PR #503, opened 2026-02-21
feat(circuits): floor planning infrastructure for routine memoization

TalDerei:
Depends on https://github.com/tachyon-zcash/ragu/pull/511 and https://github.com/tachyon-zcash/ragu/pull/557. Rebased #413's floor planning and memoization design onto main, replacing the stale `RoutineId`/`RoutineRegistry` system with PR #511's `RoutineFingerprint`. Considerations in https://github.com/tachyon-zcash/ragu/issues/598 should be kept in mind here during review.

---

Memoization is treated purely as an optimization and [shouldn't change](https://github.com/tachyon-zcash/ragu/issues/67) the underlying circuit polynomials.

The thing we're tackling here is when evaluating `s(x,y)` for multiple circuits in the registry, identical routines in the same positions (think of a region that occupies space in the X and Y dimensions), each circuit recomputes the same polynomial contribution. This work caches routine contributions, and when detecting cache hits, skips routine execution entirely and reconstructs the output from cached wires. The different phases of the implementation are documented below.

---

**1. Routine Identity and Shape Tracking**

Lifted from #511. The stale `RoutineId` (type-name based), `RoutineInfo`, `RoutineRegistry`, and `nesting_level` from #413 are deleted entirely, addressing [review feedback](https://github.com/tachyon-zcash/ragu/pull/503#pullrequestreview-3857761660).

---

**2. Floor Planner Implementation**

References https://github.com/tachyon-zcash/ragu/issues/59. Implements the red section in the diagram.

The primary function of the floor planner is to align the same routine types across circuits (**inter-circuit**) and minimize fragmentation in the registry. The implementation is a simple greedy placement algorithm, `from_segment_records` (as opposed to more complex bin-packing) which extracts `RoutineFingerprint` from each circuit's segment records, groups by fingerprint, sorts by `circuit_count * max_invocations * area` (terming as "benefit"), and assigns the same routine types to canonical positions across all circuits based on that. It effectively produces a placement map with X, Y offsets.

- `Placement`: One entry mapping a routine fingerprint to its `ConstraintSegment` (position + dimensions)
- `RegistryPosition`: The (x, y) coordinates in the registry

---

**3. Integrate Floor Plan with Registry**

References https://github.com/tachyon-zcash/ragu/issues/60. Implements the orange section in the diagram.

`RegistryBuilder::finalize()` builds the type-based floor plan directly from `circuit.segment_records()`. The registry uses these positions when placing routines, enabling memoization both inter-circuit (same routines will have the same canonical positions and we can combine them via Lagrange coefficients) and intra-circuit (scaling by X and Y offsets).

---

**4. Cache Infrastructure**

Provides scaffolding for green section in the diagram.

Adds memoization types (`MemoCache`, `CachedRoutine`, `WireExtractor`, `WireInjector`) and `sxy_with_cache` to `CircuitObject` trait. `MemoCache` is keyed on `(RoutineFingerprint, RegistryPosition)`. `WireExtractor`/`WireInjector` use the `WireMap` trait. The `sxy::Evaluator` carries a `segment_records` slice and extracts fingerprints at each routine index during synthesis.

---

**5. Exercise Memoization and Benchmarks/Tests**

(**Partially**) References https://github.com/tachyon-zcash/ragu/issues/58, https://github.com/tachyon-zcash/ragu/issues/389.

Implements `wxy_combined`, an optimized registry evaluation that shares memoization cache across circuits during Lagrange interpolation. This is **inter-circuit** routine memoization (cache polynomial evaluations shared across circuits), not intra-circuit (multiple invocations within one circuit that can be cached by scaling, which isn't implemented _yet_ and will be considered follow-up work).

On cache hits, routine execution is skipped entirely via `WireExtractor`/`WireInjector`, reconstructing the output gadget from cached wires.

---

_Not yet implemented (follow-up work):_
- Intra-circuit memoization (scaling by offsets for repeated routine invocations within one circuit)
- Static/dynamic input analysis for determining which polynomial parts are cacheable
- Memoization for `sx` and `sy` restrictions (only `sxy` currently)
- Nested routine memoization (currently only top-level routines memoize)
- Wiring memoization into production call sites (currently only exercised in tests/benches)

---

Screenshot 2026-01-30 at 2 48 32 PM


crates/ragu_circuits/benches/circuits.rs
```diff
@@ -155,9 +155,23 @@ fn wxy((registry, (w, x, y)): (Registry<'_, Fp, TestRank>, (Fp, Fp, Fp))) {
...
+    black_box(registry.wxy(w, x, y));
+}
+
+#[library_benchmark(setup = setup_with_rng)]
+#[bench::wxy_combined_heavy_routines(registry_heavy_routines(), (f, f, f))]
+fn wxy_combined_heavy_routines(
+    (registry, (w, x, y)): (Registry<'_, Fp, ProductionRank>, (Fp, Fp, Fp)),
+) {
+    black_box(registry.wxy_combined(w, x, y));
+}
```
TalDerei: references https://github.com/tachyon-zcash/ragu/pull/413#discussion_r2807263618; importantly, we only currently exercise memoization in tests/benches and compare against production paths to make sure it's correct. follow-up work will be to integrate it fully by replacing call sites with memoization variants.

crates/ragu_circuits/src/routines.rs
```diff
@@ -0,0 +1,165 @@
...
+impl RoutineId {
+    /// Creates a `RoutineId` for the given routine type.
+    pub fn of<R>() -> Self {
+        Self(core::any::type_name::<R>())
+    }
+}
+
+/// Describes the circuit resources consumed by a routine.
+#[derive(Debug, Clone, Copy, PartialEq, Eq, Hash)]
+pub struct RoutineShape {
```
alxiong: can we reuse `SegmentRecord`? maybe type alias?

crates/ragu_circuits/src/routines.rs
```diff
@@ -0,0 +1,165 @@
...
+}
+
+impl RoutineRegistry {
+    /// Creates a new, empty routine registry.
+    pub fn new() -> Self {
+        Self::default()
+    }
+
+    /// Registers a routine invocation with the given shape.
+    pub fn register<R: 'static>(&mut self, shape: RoutineShape) {
```
alxiong: i don't see any usage of it, (nor `enter_routine()`). Are we planning to use them in future PR, roughly where?

alxiong (commented):
Just a half-first pass. 

meta-question: what's the intended relationship between this `floor_plan.rs` and logic (and structs) in `floor_planner.rs`?

crates/ragu_circuits/src/routines.rs
```diff
@@ -0,0 +1,165 @@
...
+/// The `RoutineRegistry` collects information about all routine invocations
+/// during a discovery pass over circuits. This information is used for:
+///
+/// - **Structural analysis**: Identifying which circuits use the same routines
+/// - **Floor planning**: Determining optimal routine placement within the registry
+/// - **Memoization**: Enabling reuse of polynomial evaluations for identical routines
+#[derive(Debug, Clone, Default)]
+pub struct RoutineRegistry {
+    entries: BTreeMap<RoutineId, Vec<RoutineInfo>>,
+    current_nesting_level: usize,
```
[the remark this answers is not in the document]
TalDerei: nested routines are ignored for memoization purposes (currently only top-level routines memoize).

crates/ragu_circuits/src/floor_plan.rs
```diff
@@ -0,0 +1,255 @@
...
+/// All circuits using a routine type should place it at the canonical position
+/// to maximize inter-circuit memoization.
+#[derive(Debug, Default)]
+pub struct FloorPlan {
+    placements: Vec<Placement>,
+    next_x: usize,
+    next_y: usize,
+    row_height: usize,
+    max_width: usize,
+}
```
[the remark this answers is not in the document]
TalDerei: > * I find it little hard to follow the variable/field name, regarding `row` and `width`, what's the orientation of the matrix

It's just a 2D region with x and y coordinates. as we discussed OOB, this is all a greedy floor planner algorithm really only needs to know for performing some kind of (ideally) bin packing optimization. we do something simpler than bin packing for now, but we could follow-up on improving it. Halo2 doesn't even do bin packing, they just have a simpler greedy placement algorithm iirc.

ebfull (changes requested):
High level pass:

* I think routine invocation identity and comparison (#62) needs to be sorted out in a separate PR. It can be figured out independently of these changes, and it really matters that it's done correctly or we could develop the wrong intuitions in the rest of the floor planning design.
* This PR's routine identity concept conflicts with my [intuition of how it should work.](https://github.com/tachyon-zcash/ragu/issues/62#issuecomment-3963126884) The typename approach doesn't work even as an approximation. There's an algebraic understanding of identity we need to capture first before we know what flexibility the floor planner actually has.
* The registry _for routines_ seems unnecessary. We already go through the circuits during metrics; we should just enhance that driver / pass to collect fingerprints of routine (invocations) according to whatever identity system we adopt, and that information should be stored in the routine records. Perhaps I'm misunderstanding the implementation.
* I have a bad feeling whenever I see that we're tracking things like the nesting level. It seems like a crutch for the identity/comparison system not being sound.

TalDerei:
personal reminder: convert existing test coverage here using proptests.

TalDerei:
converting to draft since this depends on https://github.com/tachyon-zcash/ragu/pull/557.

* * * * * * *

▶ [Problem statement]: What lines in the material above include "derive"? Copy every one of them.

▶ [Solution to this exercise]:
+#[derive(Debug, Clone, Copy, PartialEq, Eq, Hash)]
+#[derive(Debug, Clone, Default)]
+#[derive(Debug, Default)]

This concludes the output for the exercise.